### Your objective:
Wherever the word "entry" appears in a line of the data, that line should be copied.

(Excerpts from a dataset)
PR #1920, opened 2017-09-24
do one less divide in unsignedToTempString()

WalterBright:


schveiguy:
LGTM, but I see more opportunities. For instance, the while loop can just be `while(true)`. Any interest in adding these, or should I just merge as-is?

WalterBright:
Just merge, then feel free to improve it!

PR #1921, opened 2017-09-25
fix 17375 - colliding modules detected with binutils 2.28 linker ...

MartinNowak:
...and shared libraries

- fixed by removing the module collision check

  This was a too complex (and hardly maintainable) mechanism trying to catch
  rare issues in build systems. As with static libraries leave it to developers
  to use/deal with symbol interposition.

  With D's qualified mangling accidental symbol collisions between the
  executable and a shared library should only ever happen when using the same
  module/package names.

  So far haven't encountered any valid error of this collision check, but we've
  collectively spent several days to fix issues with it's fragile implementation.


wilzbach:
(Resolved the merge conflicts - the conflict arouse due to the `body` -> `do`  transition)

wilzbach (approved):

PetarKirov (approved):

PR #1922, opened 2017-09-26
Solve Issue #16641 - Infinite loop in throw

etcimon:
This solves an issue as described in https://issues.dlang.org/show_bug.cgi?id=16641

The problem happens if an invalid memory operation is followed by an assertion failure in a scope(exit). This allows the chaining to end and the application to proceed.

### DIFF
--- a/src/rt/dwarfeh.d
+++ b/src/rt/dwarfeh.d
@@ -408,7 +408,8 @@ extern (C) _Unwind_Reason_Code __dmd_personality_v0(int ver, _Unwind_Action acti
                 //printf("chain\n");
                 // Append eh's object to ehn's object chain
                 Throwable n = ehn.object;
-                while (n.next)
+                int infini_guard;
+                while (n.next && ++infini_guard < 10_000)
                     n = n.next;
                 n.next = eh.object;
 


src/rt/dwarfeh.d
```diff
@@ -408,7 +408,8 @@ extern (C) _Unwind_Reason_Code __dmd_personality_v0(int ver, _Unwind_Action acti
                 //printf("chain\n");
                 // Append eh's object to ehn's object chain
                 Throwable n = ehn.object;
-                while (n.next)
+                int infini_guard;
+                while (n.next && ++infini_guard < 10_000)
```
rainers: This looks rather hackish. It defers problems to later up the callstack, e.g. when printing the callstack indefinitely.

Maybe you could check whether the new Throwable is already in the exception chain instead. That should avoid any circles to begin with. Not sure what to actually do then, maybe issue another CyclicExceptionError.

Having a similar check for other platforms would be nice, too, but should not block merging it for DWARF.

n8sh: An alternative check could look like this:
```d
if (n.next)
{
    // Use circular list detection from list-length implementation
    // in Guy L. Steele's "Common Lisp: The Language", 2nd ed.
    Throwable slow = n;
    Throwable fast = n;
    do
    {
        fast = fast.next;
        if (!fast.next)
            break;
        if (fast is slow)
            //We've detected a cycle. If we want to do something
            //special we can do it here.
            break;
        fast = fast.next;
        slow = slow.next;
    } while (fast.next);
    n = fast;
}
```
but that may be overkill.

PR #1923, opened 2017-09-29
add plot script for runbench

MartinNowak:
- parses runbench output
- plots times for all tests as boxplots (log1p y-axis)
- also plots any GC stats if available

Also usable to compare the other benchmarks, e.g. aabench.

### DIFF
--- a/benchmark/runbench.d
+++ b/benchmark/runbench.d
@@ -87,43 +87,54 @@ void runTests(Config cfg)
         import std.datetime, std.algorithm : min;
         auto sw = StopWatch(AutoStart.yes);
         auto minDur = Duration.max;
+        string minGCProf;
 
-        stdout.writef("R %-16s", bin.baseName.stripExtension);
-        if (cfg.verbose) stdout.writeln();
-        stdout.flush();
+        immutable benchName = bin.baseName.stripExtension;
+
+        void report(string pfx, Duration dur, string gcProf)
+        {
+            auto parts = dur.split!("seconds", "msecs");
+            if (gcProf.length)
+                writefln("%s %-16s %s.%03s s, %s", pfx, benchName, parts.seconds, parts.msecs, gcProf);
+            else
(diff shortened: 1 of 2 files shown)


MartinNowak:
Examples
## times only
times
## times and GC summary
times_and_gc

rainers:
Interesting. I recently added average and max values to the output of runbench, too. Some tests have a wide range of results on my Windows systems, e.g. rand_large. I suspect this is caused by ASLR.

The graphs look a little tiny, though. Maybe it would be slightly better if the frames of the master/feature boxes are not both painted black.

benchmark/runbench.d
```diff
@@ -87,43 +87,54 @@ void runTests(Config cfg)
...
+                if (!lines.empty) gcProf = lines.front.find("GC summary:")[11..$].idup;
             }
             else
             {
                 auto lines = output.splitter(ctRegex!`\r\n|\r|\n`)
                     .find!(ln => ln.startsWith("GC summary:"));
-                if (!lines.empty) gcprof = lines.front[11..$];
+                if (!lines.empty) gcProf = lines.front[11..$];
+            }
+            report("RUN", dur, gcProf);
```
rainers: I think this should not be displayed in a standard run if you just look at the text output. Maybe print in verbose mode only?

MartinNowak:
Done @rainers
times
I'm getting very little variation usually, but I'm also on Linux (and occasionally disable ASLR for benchmarking/debugging).

rainers:
Thanks, looks better.

> I'm getting very little variation usually, but I'm also on Linux (and occasionally disable ASLR for benchmarking/debugging).

On Windows, ASLR can be disabled for DLL loading, but I have not found a way to avoid it for VirtualAlloc or stack addresses.

BTW: I have no idea why the words.d benchmark suffers a bit by the optimization. I see that on my system, too. It doesn't spend much time in the GC, though, anyway.

PR #1924, opened 2017-09-29
implement open GC registry

MartinNowak:
- allows to add new GCs at link time


src/gc/config.d
```diff
@@ -40,6 +42,8 @@ struct Config
     {
         import core.internal.traits : externDFunc;
 
+        __gshared linkDummy = &_dummy_ref_to_link_gc_register_constructor;
```
rainers: Wouldn't it be simpler to just call `_d_register_conservative_gc()` and `_d_register_manual_gc()` explicitely. You can still  override these symbols in the executable if you don't want to register them.

src/gc/impl/conservative/gc.d
```diff
@@ -332,6 +323,7 @@ class ConservativeGC : GC
             cstdlib.free(gcx);
             gcx = null;
         }
+        cstdlib.free(cast(void*) this);
```
rainers: Freeing `this` in a public method is a bit dangerous because an invariant might crash. One possible solution might be to pass the finalize function to the registry, too.

src/gc/impl/manual/gc.d
```diff
@@ -35,46 +35,41 @@ static import core.memory;
...
+}
 
-        auto instance = cast(ManualGC) gc;
-        instance.Dtor();
-        cstdlib.free(cast(void*) instance);
-    }
+class ManualGC : GC
+{
+    __gshared Array!Root roots;
+    __gshared Array!Range ranges;
```
rainers: I know it's been this way before, but it doesn't really make sense to make these members `__gshared`.

test/init_fini/src/register_custom_gc.c
```diff
@@ -0,0 +1,6 @@
+extern void register_mygc();
+
+__attribute__((constructor)) static void xxx_ctor()
+{
+    register_mygc();
+}
```
rainers: Registration still needs a solution on Windows (though something similar is possible). I'd prefer if we would not have to rely on C, though.

Some time ago, I tried implementing `pragma(dataSeg, "segment-name")`, would be pretty helpful for this, too. I think it's badly needed in a system programming language.

rainers:
The nits aside, this approach is much better for registering and selecting the GC than the current one.

src/gc/impl/conservative/gc.d
MartinNowak: Yes, not so nice.

In fact just using a static buffer instead of the C heap might work as well.

Think the best alternative is to convert Dtor to a real destructor which doesn't have the invariant problem.

test/init_fini/src/register_custom_gc.c
MartinNowak: I was hoping for the _STI/_STD mechanism to work (to be recognized by the linker), but must have misremembered that it works.
There is https://issues.dlang.org/show_bug.cgi?id=16300 and we've recently worked on constructor/destructor functions https://github.com/dlang/dmd/pull/6956 that could be added as pragma(constructor) and pragma(destructor). Not sure what gdc or ldc are doing with regards to that.

MartinNowak:
Think it would make sense to work on `pragma(crt_constructor[, priority])` first, rather than spending time on a Windows solution here.

src/gc/config.d
MartinNowak: The C object file wouldn't be referenced and doesn't get linked into the application.

MartinNowak:
The registered factory should also be `nothrow @nogc` but that's fairly invasive up to `core.thread`, should be done first anyhow.

src/gc/config.d
rainers: What C object file? Just call _d_register_conservative_gc() and _d_register_manual_gc() right here.

rainers: Just noticed yesterday that you can also reimplement gc_init in the executable registering the desired or new GCs.

MartinNowak: That wouldn't allow configuring by application users. Think of how Java GC's are often selected/optimized according to specific loads.
Wouldn't work with druntime as DLL or with hidden symbols in shared libraries.
Also many programmers hardly have an idea how linkers work.

rainers: Agreed, replacing gc_init is a bit blunt and doesn't allow adding to existing GCs. It's currently the only way to remove a GC from the binary.

The current of `_dummy_ref_to_link_gc_register_constructor` seems gratuitious, though. Just registering the GCs here should be fine.

src/gc/registry.d
```diff
@@ -0,0 +1,87 @@
+/**
+ * Contains a registry for GC factories.
```
rainers: I'm slightly confused by the terminology here: I would have expected the "registry" to be the "factory" and a GC is registered by adding a "factory method" to the factory.

MartinNowak: Well, yes it's a registry for factory methods.

andralex:
@MartinNowak I wonder if we should explore dropping the notion of GC as a class, which allows replacing it during runtime (not really used or useful). This will cause some breakage but it would be a design improvement. What do you think?

MartinNowak:
> @MartinNowak I wonder if we should explore dropping the notion of GC as a class, which allows replacing it during runtime (not really used or useful). This will cause some breakage but it would be a design improvement. What do you think?

The opposite, let's allow to implement GCs as dub packages (https://github.com/dlang/druntime/pull/1924). There is still are still a lot of improvement potentials in the GC domain, but we (as core team) will hardly invest in this area in the next 1 or 2 years.
You might be interested in https://forum.dlang.org/post/p6cq7f$2cg$1@digitalmars.com.
Opening this area for innovation outside of our busy core team could realistically get us a low-latency GC in the meantime.

MartinNowak:
> @MartinNowak I wonder if we should explore dropping the notion of GC as a class, which allows replacing it during runtime (not really used or useful).

Also I'd like this to be the last work on the GC for a while, people still get confused that our community keeps talking about GC improvements.

test/init_fini/src/register_custom_gc.c
thewilsonator: We have https://github.com/ldc-developers/druntime/blob/ldc/src/ldc/attributes.d#L229 in LDC, with the addition of `pragma(crt_constructor)` and friends, perhaps we should add that?

rainers:
Rebased and replaced the C registration with pragma(crt_constructor). Might need https://github.com/dlang/dmd/pull/9132

thewilsonator:
```
src/custom_gc.d(22): Error: class `custom_gc.MallocGC` interface function `ProfileStats profileStats() nothrow` is not implemented
```

thewilsonator:
```
/usr/bin/ld: error: generated/linux/release/64/libphobos2.a(gc.o): size of section .ctors is not multiple of address size
```

rainers:
> /usr/bin/ld: error: generated/linux/release/64/libphobos2.a(gc.o): size of section .ctors is not multiple of address size

It wasn't too funny tracking down this one: https://github.com/dlang/dmd/pull/9204

rainers:
Finally figured the spurious failures here: do not free your manually memory managed classes in the dtor when using destroy.

thewilsonator:
I'm not so sure about that last one... we have `destroy!false` for not overwriting the memory. (might need a rebase to use it)

rainers:
> I'm not so sure about that last one... we have `destroy!false` for not overwriting the memory.

Ok, let's try that.

thewilsonator:
Hmm, seems to fail on windows.

rainers:
I opted for having a tiny memory leak for now. (ProtoGC also has a small leak).

posix.mak
```diff
@@ -229,6 +229,10 @@ $(ROOT)/threadasm.o : src/core/threadasm.S
 	@mkdir -p $(dir $@)
 	$(CC) -c $(CFLAGS) $< -o$@
 
+$(ROOT)/gc/%.o : src/gc/%.c
+	@mkdir -p $(dir $@)
+	$(CC) -c $(CFLAGS) $< -o$@
```
wilzbach: Why do we need this? (I don't see any C files that have been added)

wilzbach:
FYI the master -> stable branch-off will happen in ~ 3 days. So it would be nice to have this as part of 2.085. Anything blocking this?

posix.mak
rainers: This has remained from the initial version that used C files instead of pragma(crt_constructor). I'll remove it.

rainers:
> Anything blocking this?

Good to go AFAICT. I guess a changelog entry and an update to the documentation are recommended.

thewilsonator (approved):

changelog/gc_registry.dd
```diff
@@ -0,0 +1,33 @@
...
+
+---
+extern (C) pragma(crt_constructor) void registerMyGC()
+{
+    registerGCFactory("mygc", &createMyGC);
+}
+
+GC createMyGC()
+{
+	__gshared ubyte[__traits(classInstanceSize, MyGC)] buf;
```
thewilsonator: Probably good to add an alignment here see e.g. https://github.com/dlang/druntime/pull/2411

rainers:
I've added a changelog entry, but noticed one gotcha: when writing a new GC you will have to import modules from the gc package, but that isn't available in the standard import folders.

You always needed to add the src folder to the import paths somehow, not sure we should bother now.

changelog/gc_registry.dd
rainers: Unfortunately, classInstanceAlignment doesn't seem good enough (and isn't yet available), so I opted for aligning to pointer size.
I also used core.lifetime.emplace now.

changelog/gc_registry.dd
```diff
@@ -0,0 +1,32 @@
...
+
+A GC registry has been implemented that allows to add
+garbage collector implementations by just linking them into
+the binary. To do so add a function that is executed before the
+D runtime initialization using `pragma(crt_constructor)`:
+
+---
+extern (C) pragma(crt_constructor) void registerMyGC()
+{
+    registerGCFactory("mygc", &createMyGC);
```
wilzbach: Doesn't this need an import?

wilzbach (commented):
Uhm, looks like we need to move the user-exposed bits to core.gc?

rainers:
> Uhm, looks like we need to move the user-exposed bits to core.gc?

I'd rather add the necessary modules to the import folder as is.

changelog/gc_registry.dd
rainers: It does (`import gc.registry, gc.gcinterface;`), but they are not easily accessible right now

wilzbach:
> > Uhm, looks like we need to move the user-exposed bits to core.gc?
> 
> I'd rather add the necessary modules to the import folder as is.

Wouldn't that be a potentially breaking change as we add a new top-level module?
Also, IIRC a few tools (rdmd, `dmd -i`, etc.) have hard-coded the list of top-level modules from the standard library, so it's probably not a good idea to introduce one lightly.

rainers:
> Wouldn't that be a potentially breaking change as we add a new top-level module?

It is already there, just hidden. If you create a module with the same module name, you will get symbol conflicts at link time.

> Also, IIRC a few tools (rdmd, `dmd -i`, etc.) have hard-coded the list of top-level modules from the standard library, so it's probably not a good idea to introduce one lightly.

Might be an issue, but most of the time it should be ok to just recompile the module again, the linker just picks one.

I'm also ok with not making them public. If you work on replacing the GC, adding an import path should not scare you. Maybe the changelog text is already too detailed, most of it might be better in the documentation.

rainers:
I moved most of the changelog text to the documentation https://github.com/dlang/dlang.org/pull/2577

wilzbach (approved):
We should still expose the methods to the user, s.t. dub packages have an easy way to provide a nice out-of-the-box experience for their custom GCs, but this can happen in another PR.

wilzbach:
> I'd rather add the necessary modules to the import folder as is.

Hmm, currently all the user-exposed GC-related methods are in `core.memory`:

https://dlang.org/phobos/core_memory.html#.GC

How about moving the public interfaces to this module or as a `core.memory.gc` submodule?

PR #1925, opened 2017-09-30
rt.config: Make custom mangling more robust

kinke:
`pragma(mangle, ...)` allows specifying a 'base' mangle for the symbol's linkage. So by using `extern(C) pragma(mangle, ...)`, a base C mangle can be specified, without having to take care of a platform-specific prefix; that is handled by the compiler.

The previous code relied on D symbols not getting prefixed, which isn't the case for LDC on OSX [and Win32, but that's subject to change].

### DIFF
--- a/src/rt/config.d
+++ b/src/rt/config.d
@@ -36,20 +36,18 @@ module rt.config;
 // line arguments, i.e. if command line arguments are not disabled, they can override
 // options specified through the environment or embedded in the executable.
 
-import core.demangle : cPrefix;
-
 // put each variable in its own COMDAT by making them template instances
 template rt_envvars_enabled()
 {
-    pragma(mangle, cPrefix ~ "rt_envvars_enabled") __gshared bool rt_envvars_enabled = false;
+    extern(C) pragma(mangle, "rt_envvars_enabled") __gshared bool rt_envvars_enabled = false;
 }
 template rt_cmdline_enabled()
 {
-    pragma(mangle, cPrefix ~ "rt_cmdline_enabled") __gshared bool rt_cmdline_enabled = true;
+    extern(C) pragma(mangle, "rt_cmdline_enabled") __gshared bool rt_cmdline_enabled = true;
 }
 template rt_options()
 {
-    pragma(mangle, cPrefix ~ "rt_options") __gshared string[] rt_options = [];
+    extern(C) pragma(mangle, "rt_options") __gshared string[] rt_options = [];
 }
 
 import core.stdc.ctype : toupper;


ibuclaw:
Sure,  but is that a correct interpretation of the spec? I thought that `pragma(mangle)` should be taken as is without alteration. Does marking any symbol as `extern(X)` make any sense?

kinke:
> Sure, but is that a correct interpretation of the spec?

Haven't checked; it matches `T.mangleof` though, at least for C and D symbols. DMD uses two underscores for `T.mangleof` of C++ symbols on OSX (i.e., matching the name in the object file), but no underscore for C symbols on Win32 [and OSX I guess] which I consider to be a bug.

> Does marking any symbol as extern(X) make any sense (in junction with pragma mangle)?

A curiosity I came across during testing, with DMD 2.076 on Win32:
```
extern(C++, ns1) pragma(mangle, "foo1") __gshared int global1;
pragma(mangle, "foo2") extern(C++, ns2) __gshared int global2;
pragma(msg, global1.mangleof); // foo1
pragma(msg, global2.mangleof); // ?global2@ns2@@3HA
```

:D

kinke:
> Does marking any symbol as extern(X) make any sense (in junction with pragma mangle)?

For functions definitely, in order to tweak calling convention and mangle at the same time.

ibuclaw:
> For functions definitely, in order to tweak calling convention and mangle at the same time if need be.

For changing the calling convention, yes. But the mangle remains unaltered from what the user specified.

kinke:
> But the mangle remains unaltered from what the user specified.

Clearly not, otherwise this PR wouldn't work.

ibuclaw:
And you don't find it odd that the symbol name you set is not the same symbol that ended up in the object file?

kinke:
> And you don't find it odd that the symbol name you set is not the same symbol that ended up in the object file?

At first yes, but after giving it some thought (considering `T.mangleof` behavior and portability concerns) I changed my opinion.

ibuclaw:
> To use a concrete example as a basis for discussion, how does GDC treat pragma(mangle, …) on OS X?

Now that I think about it. GDC always applies target specific mangling, regardless of what `extern` is used.  There is a trick to override target mangling by prefixing the string with a star.

So making a slight modification to the second example above:
```
extern(C) pragma(mangle, "*csym") void bar() {}
```
There was definitely a very good reason why I did it this way, but that currently escapes me for the time being.

This PR is fine, but I'd still like to question whether our use of pragma(mangle) is correct.

kinke:
> GDC always applies target specific mangling

Just to avoid confusion - on OSX, the extra underscore appears to be a platform-wide convention, and David mentioned that while the C++ docs only talk about a single leading underscore, 2 actually end up in the object file.
On Win32 on the other hand, MS uses an extra underscore for C, but not for C++ (MSVC mangling). So 'target-specific mangling' for Win32-MSVC doesn't solely depend on the platform, but also on the linkage.
So if support for 'target-specific mangling' is to be kept, we need to take linkage into account.

ibuclaw:
> There was definitely a very good reason why I did it this way, but that currently escapes me for the time being.

Having slept on it. GDC does the same thing as documented in GCC.

PR #1927, opened 2017-10-02
Add toTimeVal and toTimeSpec for Duration struct

FreeSlave:
SysTime has toTimeVal and toTimeSpec, while Duration does not have those. But timeval and timespec are used as durations too, not only as timestamps. See e.g. select and pselect.

### DIFF
--- a/src/core/time.d
+++ b/src/core/time.d
@@ -1669,7 +1669,7 @@ public:
 
     /++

### Answer to the exercise:
Good to go AFAICT. I guess a changelog entry and an update to the documentation are recommended.
I've added a changelog entry, but noticed one gotcha: when writing a new GC you will have to import modules from the gc package, but that isn't available in the standard import folders.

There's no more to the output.